Uber only covers the tuition that isn't covered by Federal Financial Aid. (Most drivers should qualify for 100% tuition coverage)

*If financial aid covers your tuition, you get NOTHING from Uber. *

That's just another useless "benefit" that sounds good until you delve deeper into the coverage details.


----------



## Polomarko (Dec 20, 2016)

Uber pro is just another BS.



TBone said:


> Apparently I'm gold. Too bad you have to use their go card to get gas discounts and join a website to get car repair discounts. I might check out the asu courses though


Go to Costco and your discount is doubled. Go to Sears you car repair or oil change bill is at least 30% less than Uber. Acepting all trips is money loosing business. Since Uber, cut the prices,last time, only option for drivers is use both apps at the same time. Lately, I accept both U and Lyft request choose better one and cancel another one.


----------



## Drivincrazy (Feb 14, 2016)

If you are in a city that surges; drive only surge. That's what I do in Las Vegas...I average $4 surge per ride...my last 42 rides were all surge. Your volume of rides per week will go down about 70%, but at least you don't lose or wear your car out...save your car for surge rides.

As usual, ignore Uber (not) Pro. It might save you money by doing so. There are so many bs rides to ignore on the Strip in LV. Don't get caught in the tjams at various hotels when the clubs let out...you can burn 45 minutes on a ride that goes 1 mile with a small surge.

It's amazing that Uber has such strict requirements for such crap rewards...rewards that can actually cost drivers time, gas and money. Let's rename it more appropriately...Uber Pro Punishment Program...do stupid stuff and Uber will see that you just made them more money while the driver loses. UYA UPPP.


----------



## R3drang3r (Feb 16, 2019)

Fozzie said:


> View attachment 340594


That's odd 600 points, 200 points??
My market is 300 points.


----------



## MadTownUberD (Mar 11, 2017)

My market is 300 point to retain Gold status as well.

I tried it for the first time yesterday. I did 3 trips in 2 hours; each one had a high rated pax and the trip was about 30 minutes. My dead miles were minimal. I grossed almost $30/hr. I haven't seen this type of driving since before Memorial Day.
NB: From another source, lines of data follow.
PR #2389, opened 2026-09-02
fix(cli): preserve sensitive flag on env update when --secret is omitted

### LINKED ISSUE #2388: cli: rotating an env variable without --secret silently clears its sensitive flag
## What happens

`mcp-use servers env set` sends `sensitive` on every write, derived only from whether `--secret` was passed on that invocation (`packages/cli/src/commands/servers.ts:296`):

```ts
const body = {
  key,
  value,
  branch: values.branch ?? null,
  environments: values.branch === undefined ? ["production"] : ["preview"],
};
```

When the key already exists the command PATCHes that body onto the existing variable. So rotating a value you originally created with `--secret`, without repeating the flag, clears the flag:

```bash
mcp-use servers env set srv_abc123 TOKEN=old --secret   # sensitive: true
mcp-use servers env set srv_abc123 TOKEN=rotated        # sensitive: false
```

Driving the second call against the mocked cloud API used by `tests/commands/servers.test.ts`, with `listVariables` returning an existing `{ id: "env_1", key: "TOKEN", sensitive: true }`:

```
PATH: /servers/server_1/env-variables/env_1
BODY: {"key":"TOKEN","value":"rotated","branch":null,"environments":["production"],"sensitive":false}
```

The CLI prints `Set TOKEN.` and exits 0. Nothing reports that the variable stopped being sensitive.

## Why it matters

Rotating a credential is the single most common reason to re-run `env set` on an existing key, and it is exactly the case that silently downgrades it. The docs describe `--secret` as "marks a value sensitive", which reads as a property of the variable rather than something that has to be re-asserted on every write.

## Two ways to go, and I do not want to guess

1. **Preserve the existing flag** when `--secret` is absent on an update. Matches the read of `--secret` as a property of the variable. The cost: there is no `--no-secret`, so this removes the only way to un-mark a variable, accidental as it currently is.
2. **Keep set as a full replace** and make the downgrade visible: mention it in `env set --help` and the CLI reference, and possibly warn when a write clears `sensitive` on an existing variable.

I am happy to send a PR for either. There is no test covering the flag on update today, so no existing behaviour pins it down. If you would rather do this yourself, feel free to close.

Found on `canary` at `b95fbc4e`; no cloud credentials involved, the evidence above is from the mocked API harness already in the repo.

aishwary-dongre:
# Pull Request Description

## Language / Project Scope
Check all that apply:
- [x] TypeScript
- [ ] Python
- [ ] Documentation only
- [ ] CI/CD or tooling

## Changes
Fixes a bug where rotating an environment variable's value via `mcp-use servers env set` without repeating `--secret` silently cleared the variable's `sensitive` flag. Previously, `sensitive` on the PATCH/POST body was set purely from `values.secret === true` on that specific invocation, ignoring the variable's existing state. Now, when updating an existing variable and `--secret` is not passed, the existing `sensitive` value is preserved instead of being overwritten to `false`. New variables still default to `sensitive: false` when `--secret` is not passed, which is unchanged behavior.

## Review Readiness

## Implementation Details
1. In `packages/cli/src/commands/servers.ts`, `envSet()` already fetches the existing variable via `listVariables()` before building the request body, but was discarding `existing.sensitive` when constructing `body.sensitive`.
2. Added a `sensitive` variable computed as: `true` if `--secret` was passed, otherwise `existing?.sensitive ?? false` (preserves existing state on update, defaults to `false` for new variables).
3. Also fixed the CLI's printed `result.secret` field, which previously echoed `values.secret === true` (whether the flag was passed on this call) rather than the actual resulting `sensitive` state that was sent to the API. It now reports the real value.
4. No new dependencies added.

---

### Packages Modified
- [ ] `docs`
- [x] `tests`
- [x] `cli`
- [ ] `create-mcp-use-app`
- [ ] `mcp-use` (server)
- [ ] `mcp-use` (client)
- [ ] `inspector`

### Pre-commit Checklist
- [x] Ran `pnpm lint:fix` to auto-fix linting issues (ran via pre-commit hook, which passed)
- [x] Ran `pnpm format` to format code with Prettier (ran via pre-commit hook, which passed)

---

## Example Usage (Before)
```bash
mcp-use servers env set srv_abc123 TOKEN=old --secret   # sensitive: true
mcp-use servers env set srv_abc123 TOKEN=rotated        # sensitive: false (silently downgraded)
```

## Example Usage (After)
```bash
mcp-use servers env set srv_abc123 TOKEN=old --secret   # sensitive: true
mcp-use servers env set srv_abc123 TOKEN=rotated        # sensitive: true (preserved)
```

## Documentation Updates
None. This PR fixes runtime behavior only; the `--secret` flag's documented meaning ("marks a value sensitive") is unchanged, this fix makes actual behavior match that description on updates.

## Testing
- Added two unit tests to `packages/cli/tests/commands/servers.test.ts`:
  - Verifies that updating an existing sensitive variable without `--secret` keeps `sensitive: true` in the PATCH body (reproduces the exact bug scenario from the issue).
  - Verifies that a brand-new variable created without `--secret` still defaults to `sensitive: false`.
- Ran `pnpm exec vitest run tests/commands/servers.test.ts` locally: all 8 tests pass (6 existing + 2 new).
- No manual testing against a live cloud API; all testing uses the repo's existing mocked API harness.

## Backwards Compatibility
This is a backward-compatible bug fix. The only behavior change is that updating an existing sensitive variable without `--secret` no longer clears its `sensitive` flag; this brings actual behavior in line with what the `--secret` flag's documentation already describes. No API surface, CLI flags, or exit codes changed. Marked as a patch bump via changeset.

## Related Issues
Closes #2388

---
## Summary by cubic
Fixes `mcp-use servers env set` so rotating an environment variable's value without repeating `--secret` no longer silently clears its `sensitive` flag. Previously, `sensitive` was set purely from whether `--secret` was passed on that call, ignoring the variable's existing state; now updates preserve the existing value, while new variables still default to `sensitive: false`. Closes #2388.

**Bug Fixes**
- The CLI now preserves the existing `sensitive` value on env updates when `--secret` is omitted.
- The printed `secret` field now reports the actual resulting sensitive state instead of echoing whether the flag was passed.
- Added tests for both update preservation and new-variable default behavior.

<sup>Written for commit a7487ba7683ef923ba6fe537c676203dd8112ecb. Summary will update on new commits.</sup>

<a href="https://cubic.dev/pr/mcp-use/mcp-use/pull/2389?utm_source=github" target="_blank" rel="noopener noreferrer" data-no-image-dialog="true"><picture><source media="(prefers-color-scheme: dark)" srcset="https://www.cubic.dev/buttons/review-in-cubic-dark.svg"><source media="(prefers-color-scheme: light)" srcset="https://www.cubic.dev/buttons/review-in-cubic-light.svg">Review in cubic</picture></a>

### DIFF
--- a/libraries/typescript/.changeset/itchy-worms-hear.md
+++ b/libraries/typescript/.changeset/itchy-worms-hear.md
@@ -1,0 +1,5 @@
+---
+"@mcp-use/cli": patch
+---
+
+Preserve the existing sensitive flag when rotating an environment variable without --secret
--- a/libraries/typescript/packages/cli/src/commands/servers.ts
+++ b/libraries/typescript/packages/cli/src/commands/servers.ts
@@ -290,12 +290,14 @@ async function envSet(argv: readonly string[], json: boolean): Promise<number> {
     (variable) =>
       variable.key === key && (variable.branch ?? undefined) === values.branch
   );
+  const sensitive =
+    values.secret === true ? true : (existing?.sensitive ?? false);
   const body = {
     key,
     value,
     branch: values.branch ?? null,
     environments: values.branch === undefined ? ["production"] : ["preview"],
-    sensitive: values.secret === true,
+    sensitive,
   };
   if (existing === undefined) {
     await api.request<unknown>(
@@ -313,7 +315,7 @@ async function envSet(argv: readonly string[], json: boolean): Promise<number> {
     key,
     scope: values.branch === undefined ? "production" : "preview",
     branch: values.branch ?? null,
-    secret: values.secret === true,
+    secret: sensitive,
     updated: existing !== undefined,
   };
   printResult(result, json, `Set ${key}.`);
--- a/libraries/typescript/packages/cli/src/commands/servers.ts
+++ b/libraries/typescript/packages/cli/src/commands/servers.ts
@@ -290,8 +290,7 @@ async function envSet(argv: readonly string[], json: boolean): Promise<number> {
     (variable) =>
       variable.key === key && (variable.branch ?? undefined) === values.branch
   );
-  const sensitive =
-    values.secret === true ? true : (existing?.sensitive ?? false);
+  const sensitive = values.secret === true || (existing?.sensitive ?? false);
   const body = {
     key,
     value,
--- a/libraries/typescript/packages/cli/tests/commands/servers.test.ts
+++ b/libraries/typescript/packages/cli/tests/commands/servers.test.ts
@@ -84,6 +84,62 @@ describe("server environment output safety", () => {
       updated: true,
     });
   });
+
+  it("preserves an existing sensitive flag when --secret is not repeated on update", async () => {
+    api.request
+      .mockResolvedValueOnce([{ id: "env_1", key: "TOKEN", sensitive: true }])
+      .mockResolvedValueOnce({
+        id: "env_1",
+        key: "TOKEN",
+        value: "rotated",
+      });
+    vi.spyOn(process.stdout, "write").mockImplementation(() => true);
+
+    await expect(
+      runServers(["env", "set", "server_1", "TOKEN=rotated", "--json"])
+    ).resolves.toBe(0);
+
+    expect(api.request).toHaveBeenLastCalledWith(
+      "/servers/server_1/env-variables/env_1",
+      {
+        method: "PATCH",
+        body: JSON.stringify({
+          key: "TOKEN",
+          value: "rotated",
+          branch: null,
+          environments: ["production"],
+          sensitive: true,
+        }),
+      }
+    );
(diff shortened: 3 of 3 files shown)


aishwary-dongre:
Good catch, and matches what the issue itself flagged: there's currently no --no-secret, so un-sensitizing isn't reachable through this command either before or after this fix. Kept this PR scoped to the reported bug (silent downgrade on rotation) rather than adding a new flag, since that felt like a separate feature decision for a maintainer to weigh in on. Happy to add --no-secret in a follow-up if that's wanted.

khandrew1:
Thanks for the contribution. Closing this out, see #2388 for more info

I'm trying not to read too much into it because we have an event in town as well, but I suspect the algo is throwing high quality pings at me to encourage me to keep Gold status, then give me crap pings. Averaging 25 point per week is tough, as a part timer, but doable. It's like they simply want me to drive more, and are using psy ops to influence me.


----------



## mellorock (Sep 16, 2018)

Have now seen third version of uber puke . More pro less money . From the first it was easy to see the purpose ,run for all the little rides . And to think most anyone else does not see the same would be funny . It leaves me blue (that is my new status) . My creditors do not care about my status !?


----------



## MadTownUberD (Mar 11, 2017)

They're basically trying to manipulate drivers into being full time, or at least obedient, employees instead of independent contractors. I'm sure they get lots of complaints about drivers canceling, not being able to get a car when there are plenty shown on the rider app, etc.


----------



## Polomarko (Dec 20, 2016)

Uber pro in the essence ( I am gold) is just a game with drivers. To me personally it is worthless.
All benefit they offer I already have with Costco and Sears. I am sending emails to Uber that I am working for money not for points. Your points and badges you can honor your Operations manager.


----------



## charmer37 (Nov 18, 2016)

peteyvavs said:


> It's just another load of ?, Uber needs to raise rates if they want to do something meaningful for drivers.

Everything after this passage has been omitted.